安曇野市がゼロカーボン宣言へ 来年度、実現に向け道筋

代表質問で答弁する太田市長

 安曇野市の太田寛市長は3日、令和32(2050)年までに二酸化炭素排出量を実質ゼロにすることを目指すゼロカーボン宣言の表明に前向きな姿勢を示した。来年度に自然環境の保全やリサイクル推進などの方針を盛り込んだ市環境基本計画の中間見直しに着手し、ゼロカーボン実現に向けた道筋を示す。同年度内にも宣言する考えだ。
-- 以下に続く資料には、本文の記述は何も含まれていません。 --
PR #189, opened 2021-01-27
HardwareView: Asyncify storage methods

davidmhewitt:
Get rid of all this blocking I/O in the constructor


danrabbit (approved):
Nice use of GLib.Subprocess as well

 市議会12月定例会の代表質問で、会派あづみ野の宮下明博代表の質問に答えた。
 ゼロカーボンとは二酸化炭素の排出量と森林などに吸収される量を釣り合わせて実質的に排出ゼロを目指す取り組みで、2050年までに実現する機運が国際的に高まっている。省エネルギーの推進と自然エネルギーの活用が重要で、太田市長は「他の自治体、関係団体と連携しながら達成に向けた取り組みを進めていきたい」と力を込めた。
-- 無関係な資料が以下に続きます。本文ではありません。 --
PR #191, opened 2021-01-28
Replace dialog.run with dialog.response.connect

danrabbit:
Can be rebase merged

`Gtk.Dialog.run ()` doesn't exist in Gtk4, so get ahead of that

 自然エネルギーの活用について、太田市長は「現時点で市公共施設の自然エネルギー設備導入は限定的」との見解を示した。令和5年度に完成予定の三郷西部認定こども園(三郷小倉)の新園舎に空調負荷を軽減するために、太陽熱を利用した省エネシステムを導入する。移転新築により6年度に新園舎が完成する三郷東部認定こども園(三郷明盛)の新園舎にも自然エネルギー活用の設備導入を検討する。
 市環境課によると、中信地区では松本市と池田町、北安曇郡白馬村、同小谷村の4市町村がゼロカーボン実現を宣言している。